Two highly limited edition CD-Rs, in hand-made packaging, from the Apollolaan label fell on my doorstep in the last week. The first, a 3", single-track CD-R from Space Weather (Alistair Crosbie, who has graced this blog before, on electric guitar; Brian Lavelle on electronics and Andrew Paine on bass) is entitled The Weather's Maiden. It was an edition of 100 and is now all sold out. This is a release that sounds markedly different at different volumes; at low volumes it sounds like a bleak, distant sonic landscape of hissing radio waves and transmissions from some frozen, desolate, abandoned world. For some reason it sounded to me like a soundtrack to the film Hardware, a British film from 1990 that painted a very bleak picture of the future, wherein savage death robots were unleashed on the populace to control the population growth. Listened to at louder volumes reveals other aspects of this sonic stew; heavily-processed, looped guitars (I think) dominate the background and deep bass tones and drones offset the spiralling, whining electronics. It is something constantly shifting, rarely static, and could have extended far longer than the fifteen minutes we have been gifted here.

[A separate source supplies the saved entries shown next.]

PR #204, opened 2021-03-23
Bucket for data

ttung:
### Description
This brings the aspen-data-dev bucket under terraform management.

### Test plan
```
% terraform import module.aspen.aws_s3_bucket.aspen-data aspen-data-dev
% make deploy-tf
```

### DIFF
--- a/terraform/s3.tf
+++ b/terraform/s3.tf
@@ -1,0 +1,4 @@
+resource "aws_s3_bucket" "aspen-data" {
+  bucket = join("", ["aspen-db-data-", var.DEPLOYMENT_ENVIRONMENT])
+  acl = "private"
+}


terraform/s3.tf
```diff
@@ -0,0 +1,4 @@
+resource "aws_s3_bucket" "aspen-data" {
+  bucket = join("", ["aspen-data-", var.DEPLOYMENT_ENVIRONMENT])
```
phoenixAja: is this bucket going to be holding data relating to certain db fields (like `s3_bucket` fields in the db)? if so i think a more specific name like `aspen-db-data` might be better, just in case we have other aspen data stored on s3 later on? `aspen-app-data` might also be a good name.

phoenixAja (approved):

terraform/s3.tf
ttung: Renamed to `aspen-db-data-*`.

I hand-modified the db entries in the staging db, and am copying the data to the new bucket...

PR #205, opened 2021-03-23
Processed gisaid dumps are stored in two separate files (metadata and sequences)

ttung:
### Description
See description.

#### Issue

### Test plan
applied migration to local database


lvreynoso (approved):
LGTM. "Processed gisaid dump" is kind of a funny name but I guess it will do lol

PR #208, opened 2021-03-24
[easy] standardized software names for recording application versions

ttung:
### Description
Workflows record the versions of the tools used in the workflow, but we need a standardized names to reference the tools.  This is the start of this set of standardized names.

### Test plan
used in subsequent PR.


phoenixAja (approved):
i really like this, would also be nice to add this information to the docs somewhere.

PR #209, opened 2021-03-24
[easy] Add missing type annotation

ttung:
### Description
Add one missing type annotation that improves quality of life. :)

### Test plan
definitely YOLO.

### DIFF
--- a/src/py/aspen/database/connection.py
+++ b/src/py/aspen/database/connection.py
@@ -3,7 +3,7 @@ from __future__ import annotations
 import logging
 import time
 from contextlib import contextmanager
-from typing import TYPE_CHECKING
+from typing import Generator, TYPE_CHECKING
 
 from sqlalchemy import event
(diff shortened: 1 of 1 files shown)


src/py/aspen/database/connection.py
```diff
@@ -32,7 +32,7 @@ def init_db(db_uri: str) -> SqlAlchemyInterface:
 
 
 @contextmanager
-def session_scope(interface: SqlAlchemyInterface):
+def session_scope(interface: SqlAlchemyInterface) -> Iterator[Session]:
```
phoenixAja: when should we use Iterator vs Generator for the type hints? Generator as the type hint here seems a little more specific to me.

phoenixAja (approved):

src/py/aspen/database/connection.py
ttung: Switched to `Generator`; I agree that it makes more sense.

PR #210, opened 2021-03-24
Schema changes to support an explicit alignment step for gisaid data

ttung:
### Description
New workflow and entity to represent aligned data!

#### Issue
[ch126871](https://app.clubhouse.io/genepi/story/126871/schema-changes-to-support-cached-alignments)

### Test plan
Updated local db.


shanaxel42 (approved):
LGTM!

PR #211, opened 2021-03-25
Ingest and transform workflows for gisaid data

ttung:
### Description
This encompasses the workflows for both the ingest and transform workflows.

Some interesting notes:
1. I did not add an object to the db indicating workflow start (followed by an update to reflect workflow completion).  Rationale is that these workflows are so simple and mostly not-user-facing so that it's really not worth tracking failed workflows.
1. To circumvent the issue where the db/codebase may have moved forward from the time we start the workflow and the time we are ready to write to the DB, we update the local checkout.  This implies that we should be running workflows against a git tag that accurately reflects the state of the database.  i.e., if we run a migration on the database, it is important to advance the tag.

Depends on #206, #207, #208

#### Issue

### Test plan
Successfully ran the workflows!

### DIFF
--- a/workflows/ingest_gisaid/ingest.sh
+++ b/workflows/ingest_gisaid/ingest.sh
@@ -1,0 +1,57 @@
+#!/bin/bash
+
+set -Eeuo pipefail
+shopt -s inherit_errexit
+
+# install jq
+apt-get install -y jq
+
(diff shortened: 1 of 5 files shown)


phoenixAja (approved):
looks good to me!

PR #212, opened 2021-03-25
Update style checking to handle workflow directories

ttung:
### Description
mypy struggles when dealing with top-level scripts that don't belong in packages, so for each workflow directory needs to be checked in a separate mypy execution.  This adapts our workflow to invoke style checking on each directory that containes unmodularized python code separately.

Depends on #211

### Test plan
make -j style


ttung:
The alternative is to migrate all the scripts inside the aspen package, but it makes it harder to find the relevant code.

phoenixAja (approved):

shanaxel42 (approved):
Gotta have that style checking!! Especially if I ever contribute ; )

PR #367, opened 2022-05-15
Emformer augmented with positional encoding and convolution module

yaozengwei:
The training and decoding codes are based on https://github.com/k2-fsa/icefall/tree/master/egs/librispeech/ASR/pruned_transducer_stateless4, with scaling mechanism.

Now it supports positional encoding for emformer attention and adds convolution module.

The implementation is based on the torchaudio 
- emformer: https://github.com/pytorch/audio/blob/main/torchaudio/models/emformer.py
- conv module: https://github.com/pytorch/audio/blob/main/torchaudio/prototype/models/conv_emformer.py


yaozengwei:
This PR is too big. I will create a PR merge the master branch into the streaming branch first, then create another PR for the emformer codes.

PR #373, opened 2022-05-19
Improve diagnostics code memory-wise and accumulate more stats.

danpovey:


danpovey:
If no-one sees any obvious problems I suggest to merge this and fix any problems that might arise, later.
I have tested the main part of this on a local branch.  
I realized that the diagnostics for the gradients (especially the eigenvalues) were not robust due to too little data,
and I had to rework how the diagnostics code works to accumulate more stats without blowing up memory.

PR #242, opened 2022-03-07
Streaming conformer pruned transducer

glynpu:
A streaming conformer training/decoding/stimulate_streaming decoding pipeline modified from pruned_transducer_stateless; 
The model trained with full librispeech by 50 epochs.

decoding with ctc greedy search:

right_context|1|8|16|32|64|full
--|--|--|--|--|--|--
latency|0.07s|0.35s|0.67s|1.31s|2.59s|*
test_clean|5.60|4.00|3.76|3.75|3.65|3.28|
+20 tailing dummy frames|5.52|3.98|3.75|3.75|3.65|3.28
simulate streaming with chunk_by_chunk decoding|5.52|3.98|3.75|3.75|3.65|3.28
test_other|14.07|10.69|9.80|9.48|9.01|8.05|
+20 tailing dummy frames|14.00|10.69|9.80|9.48|9.0|8.04
simulate streaming with chunk_by_chunk decoding|14.00|10.69|9.80|9.48|9.0|8.04

Other information could be found in the streaming_pruned_transducer_stateless/README.md in this pr.

Issue #337, opened 2022-04-28
Model averaging


danpovey:
OK, we have some results locally (thanks, @yaozengwei!)  showing that model averaging over finely spaced checkpoints is a bit better than averaging over epochs.  It's about 0.05% on test-clean and 0.15% on test-other, at around 3%/7% WER, but probably still worth doing as at this point we are picking up pennies in WER.

... OK, here's the idea.  The idea is that we always store a separate version of the model, say model_avg, in which for each floating-point parameter, it contains the average *from the start of training* of all the parameters.  We update this every average_period epochs, for, say, average_period = 10 or 100 (could be every epoch but this is for speed).  Each time we average, we do:
```
    model_avg = model_avg * ((cur_batch_idx_train-average_period) / cur_batch_idx_train) + model * (average_period/cur_batch_idx_train)
```
[this is not the syntax we'd use, we'd have to write a function to do this weighted-average.]
I propose that we include this averaged version inside the `checkpoints-*.pt` and  `epoch-*.pt` as a separate key in the dict.
Then the way we would implement decoding epoch-29.pt with --avg 5 would be something like the following.
```
   Let epoch_30 = epoch-29.pt ['averaged']    # Unfortunately we have to add 1.. epoch-29.pt was really 
                                                                            #  trained for 30 epochs!!  I wish there was a way to fix this without disruption.
         epoch_25 = epoch-24.pt ['averaged']
  epochs_25_to_30 = (epoch_30 * 30 - epoch_25 * 25) / 5
```

yaozengwei:
I will write the function.

pzelasko:
I think PyTorch has sth similar here https://pytorch.org/docs/stable/optim.html#stochastic-weight-averaging

PR #380, opened 2022-05-22
Using streaming conformer as transducer encoder

pkufool:
I slightly refactored https://github.com/k2-fsa/icefall/pull/242, and create this new pull request.  I think it is no need to duplicate a new folder, as making conformer to streaming just needs very minor fixes.

~~I also add the symbol delay penalty to this PR, see https://github.com/k2-fsa/k2/issues/955 for how we penalize and measure symbol delay.~~

Will post the experiment results here soon.


egs/librispeech/ASR/pruned_transducer_stateless2/conformer.py
```diff
@@ -117,17 +151,148 @@ def forward(
...
-            x, pos_emb, src_key_padding_mask=mask, warmup=warmup
+        src_key_padding_mask = make_pad_mask(lengths)
+        mask = None
+
+        if self.dynamic_chunk_training:
+            assert (
+                self.causal
+            ), "Causal convolution is required for streaming conformer."
+            max_len = x.size(0)
+            chunk_size = torch.randint(1, max_len, (1,)).item()
```
pkufool, line 163: The method to choose `chunk_size` here is from wenet's paper, we may tune it to find a better one in the future.

egs/librispeech/ASR/pruned_transducer_stateless2/conformer.py
```diff
@@ -117,17 +151,148 @@ def forward(
...
+    def streaming_forward(
+        self,
+        x: torch.Tensor,
+        x_lens: torch.Tensor,
+        warmup: float = 1.0,
+        states: Optional[Tensor] = None,
+        chunk_size: int = 16,
+        left_context: int = 64,
+        simulate_streaming: bool = False,
+    ) -> Tuple[torch.Tensor, torch.Tensor, torch.Tensor]:
```
pkufool, line 195: The streaming forword interface is emformer-like, it handles decoding states (i.e. caches) outside, which will make it easer to implement async decoding.

danpovey:
Cool!
One thing we should perhaps discuss is whether this belongs as a change to pruned_transducer_stateless2, vs.  pruned_transducer_stateless4 which I believe is the latest recipe?  @csukuangfj what are the changes from 2 to 4?

yaozengwei:
> Cool! One thing we should perhaps discuss is whether this belongs as a change to pruned_transducer_stateless2, vs. pruned_transducer_stateless4 which I believe is the latest recipe? @csukuangfj what are the changes from 2 to 4?

`pruned_transducer_stateless4` (see https://github.com/k2-fsa/icefall/pull/344) supports saving averaged model and the epoch number counts from 1.

csukuangfj:
>  @csukuangfj what are the changes from 2 to 4?

"4" has the changes from zengwei that supports model averaging that you proposed in https://github.com/k2-fsa/icefall/issues/337

Otherwise, 4 is identical to 2. I would suggest to always use 4 as zengwei has showed it is helpful.

From my results of deeper and narrower conformer, it is also helpful.

danpovey:
@csukuangfj BTW, are we recommending the deeper and narrower conformer right now?  How much better was it, again?

danpovey:
@pkufool it may be fairly easy to use `git diff` to move your changes from 2 to 4.  E.g.
cd pruned_transducer_stateless2 
git diff master..HEAD . > ~/diff
cd ../pruned_transducer_stateless4
patch -p4 < ~/diff
(the 4 may need to be changed, e.g. to 3 or 5, if this fails).

csukuangfj:
> @csukuangfj BTW, are we recommending the deeper and narrower conformer right now? How much better was it, again?

I am updating the results and uploading the pre-trained models to huggingface. Please wait for a moment.

pkufool:
> Cool! One thing we should perhaps discuss is whether this belongs as a change to pruned_transducer_stateless2, vs. pruned_transducer_stateless4 which I believe is the latest recipe? @csukuangfj what are the changes from 2 to 4?

I think they share the same conformer.py, only a little changes on train.py & decode.py. 

> @pkufool it may be fairly easy to use git diff to move your changes from 2 to 4. E.g.
cd pruned_transducer_stateless2
git diff master..HEAD . > ~/diff
cd ../pruned_transducer_stateless4
patch -p4 < ~/diff
(the 4 may need to be changed, e.g. to 3 or 5, if this fails).

Thanks, I will try it.

pkufool:
## Summarize my experiment results for streaming conformer below:
## About the dynamic chunk training
I tried several settings(Note: The chunk sizes and contexts are all in frames after subsampling):
* The first row is the results reproduced with https://github.com/k2-fsa/icefall/pull/242 .
* The second row  was trained with limited left context, because we can only see limited left context for parallel streaming decoding (Note: the left context is in chunks, and the chunk size is dynamicly sampled from [1, 25]). 
* The third and forth rows were trained with fixed chunk size, I tried 16 and 8.
* The fifth row was trained with fixed left context, I only tried left context = 32.

Comparing with the first and second row,  we can see if we need to decode with limited left context, we have to trained with limited left context. Comparing with the second row and last three rows, we can see the models trained with fixed chunk size and fixed left context do not outperform the model trained with dynamic chunk size.
image

### About using different left-context for different layers
I also tried train the conformer encoder using different left context for different layers. (The models are all 12 layers conformer).
* The baseline system was trained with num-left-chunks=4 for all layers and decoded with chunk size =16, left-context=64.
* For the second row, the lower 8 layers used num-left-chunks=2, the upper 4 layers used num-left-chunks=4. In decoding time, they also used different left context(32 for lower 8 layers, 64 for upper 4 layers).
* The third row is the same as second row, the only differnece is I splited the layers into 6 + 6.

We can see that the WERs are close to each other for all three settings, smaller left context can save more memories when decoding, though. I did not do much experiments on this idea(i.e. how to split layers, how many left context needed by different layers), so the conclusion might not soild. 
image

### About streaming decoding and right-context
I also implemented the real paralell streaming decoding for the conformer model, you can see the code in `streaming_decode.py` in each directory. The table below shows the decoding results of several models using different chunk sizes and contexts.  You can see in the table, adding right context usually helps to decrease the WERs, but for some settings, like decoding with left-context=32 and chunk-size=8 in pruned_transducer_stateless2, pruned_transducer_stateless3, adding right context makes it worse. I still have not figured out the reasons.

image

**Note:** You can also try these streaming conformer models in our server framework Sherpa (https://github.com/k2-fsa/sherpa/tree/master/sherpa/bin/streaming_conformer_rnnt).

egs/librispeech/ASR/pruned_transducer_stateless/decode.py
```diff
@@ -250,6 +262,69 @@ def get_parser():
...
+        "--short-chunk-size",
+        type=int,
+        default=25,
+        help="""Chunk length of dynamic training, the chunk size would be either
+        max sequence length of current batch or uniformly sampled from (1, short_chunk_size).
+        Note: not needed for decoding, adding it here to construct transducer model,
+              as we reuse the code in train.py.
+        """,
+    )
+
```
csukuangfj, line 286: You can move these options to train.py and import them into here.
See
https://github.com/k2-fsa/icefall/blob/dc89b61b808a22b64e7e38cb09771ea7a6bb64d2/egs/librispeech/ASR/pruned_transducer_stateless5/train.py#L331

egs/librispeech/ASR/pruned_transducer_stateless/decode.py
```diff
@@ -301,9 +376,19 @@ def decode_one_batch(
...
     feature_lens = supervisions["num_frames"].to(device)
 
-    encoder_out, encoder_out_lens = model.encoder(
-        x=feature, x_lens=feature_lens
-    )
+    if params.simulate_streaming:
+        encoder_out, encoder_out_lens, _ = model.encoder.streaming_forward(
+            x=feature,
+            x_lens=feature_lens,
+            states=[],
```
csukuangfj, line 383: I would suggest supporting `None` and not using an empty list `[]` here.

egs/librispeech/ASR/pruned_transducer_stateless/decode.py
```diff
@@ -250,6 +262,69 @@ def get_parser():
...
+    parser.add_argument(
+        "--simulate-streaming",
+        type=str2bool,
+        default=False,
+        help="""Whether to simulate streaming in decoding, this is a good way to
+        test a streaming model.
+        """,
+    )
+
+    parser.add_argument(
```
csukuangfj, line 306: I recommend sharing the parameters from train.py whenever possible.

egs/librispeech/ASR/pruned_transducer_stateless/decode.py
```diff
@@ -301,9 +376,19 @@ def decode_one_batch(
...
-        x=feature, x_lens=feature_lens
-    )
+    if params.simulate_streaming:
+        encoder_out, encoder_out_lens, _ = model.encoder.streaming_forward(
+            x=feature,
+            x_lens=feature_lens,
+            states=[],
+            chunk_size=params.decode_chunk_size,
+            left_context=params.left_context,
+            simulate_streaming=True,
```
csukuangfj, line 386: When using `simulate_streaming=False,` does it have any difference with the `else` part?

egs/librispeech/ASR/pruned_transducer_stateless2/train.py
```diff
@@ -40,6 +40,18 @@
...
 
+# train a streaming model
+./pruned_transducer_stateless2/train.py \
+  --world-size 4 \
+  --num-epochs 30 \
+  --start-epoch 0 \
+  --exp-dir pruned_transducer_stateless/exp \
+  --full-libri 1 \
+  --dynamic-chunk-training 1 \
+  --causal_convolution 1 \
```
luomingshuang, line 51: causal_convolution-->causal-convolution

pkufool: Fixed, Thanks!

egs/librispeech/ASR/pruned_transducer_stateless/streaming_decode.py
```diff
@@ -0,0 +1,679 @@
...
+            finished_streams.append(i)
+
+    return finished_streams
+
+
+def decode_dataset(
+    cuts: CutSet,
+    params: AttributeDict,
+    model: nn.Module,
+    sp: spm.SentencePieceProcessor,
```
luomingshuang, line 403: It seems that this parameter `sp` is not used in this function.

egs/librispeech/ASR/pruned_transducer_stateless/streaming_decode.py
```diff
@@ -0,0 +1,679 @@
...
+    lattice = decoding_streams.format_output(processed_lens.tolist())
+    best_path = one_best_decoding(lattice)
+    hyp_tokens = get_texts(best_path)
+    return hyp_tokens
+
+
+def decode_one_chunk(
+    params: AttributeDict,
+    model: nn.Module,
+    sp: spm.SentencePieceProcessor,
```
luomingshuang, line 288: It seems that the parameter `sp` is not used in this function.

pkufool:
Merging now. Most of the code added is to support streaming decoding, it won't break any previous recipes. Will fix the issues later in other PRs if there is any.

PR #384, opened 2022-05-24
Add tail padding to the Emformer model.

csukuangfj:
Will try to port the Emformer model to the master branch in a separate PR.


egs/librispeech/ASR/transducer_emformer/decode.py
```diff
@@ -247,13 +250,20 @@ def decode_one_batch(
     supervisions = batch["supervisions"]
     feature_lens = supervisions["num_frames"].to(device)
 
+    feature_lens += params.left_context_length
+    feature = torch.nn.functional.pad(
+        feature,
+        pad=(0, 0, 0, params.left_context_length),
+        value=LOG_EPS,
+    )
```
csukuangfj, line 258: These lines add tail paddings.

PR #386, opened 2022-05-25
Ask for help: Emformer augmented with positional encoding and convolution module

yaozengwei:
This PR is to ask for help. 

I try to support `relative positional encoding` for emformer attention and also add `convolution module`. I hope someone can help me review the implementation of the `relative positional encoding`. 

Now the model training is too slow, which needs about 3 hours per epoch on 6 GPU. The training code is based on `pruned_transducer_stateless4`, with scaling mechanism and averaged model saving.

The attention module in Emformer model (https://arxiv.org/pdf/2010.10759.pdf) contains three parts: 
(a) [current chunk] (in query) -> [memory vectors of past chunks, left context, current chunk, right context] (in key);
(b) [right context] (in query) -> [memory vectors of past chunks, left context, current chunk, right context] (in key);
(c) [summary value of current chunk] (in query) -> [left context, current chunk, right context] (in key), this is to calculate the memory vector for current chunk. 

Currently I add the position encoding on part (a). See `EmformerAttention` class in `conv_emformer_transducer_stateless/emformer.py` for more details. 

The emformer implementation is based on the torchaudio codes:
- emformer attention: https://github.com/pytorch/audio/blob/main/torchaudio/models/emformer.py (without positional encoding yet)
- convolution module: https://github.com/pytorch/audio/blob/main/torchaudio/prototype/models/conv_emformer.py

### DIFF
--- a/egs/librispeech/ASR/conv_emformer_transducer_stateless/asr_datamodule.py
+++ b/egs/librispeech/ASR/conv_emformer_transducer_stateless/asr_datamodule.py
@@ -1,0 +1,1 @@
+../pruned_transducer_stateless2/asr_datamodule.py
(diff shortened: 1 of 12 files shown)


csukuangfj:
Ok, I will.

Space Weather 'The Weather's Maiden

The other Apollolaan release was Peter Delaney's live set from Amsterdam's VPRO festival in May 2009. This 5" CD-R is again an edition of 100 and comes in a cardboard Muji CD sleeve adorned with the white outlines of houses. I had never heard of Delaney before being sent this. He is an Irish singer-songwriter whose songs are frankly a delight for the ears. These are delicately-rendered acoustic folk ballads, occasionally dark and mysterious and evoking the vastness of the sea; but mostly these songs are uplifting affirming in nature. Delaney's perfect live set proves him to be an accomplished lyricist and his guitar playing is intricate and finely-wrought, gentle and enveloping, his voice having remarkable range and a subtle emotional intensity.

Peter Delaney 'Live In Amsterdam'

There is much that I could say about this, but to write further wouldn't ever come close to doing these songs justice. So I will just say that I honestly don't think I've ever heard a more beguiling record in my life. Higher praise than that I honestly can't find. There are a few copies left at apollolaan.co.uk; you would be wise to buy one quick.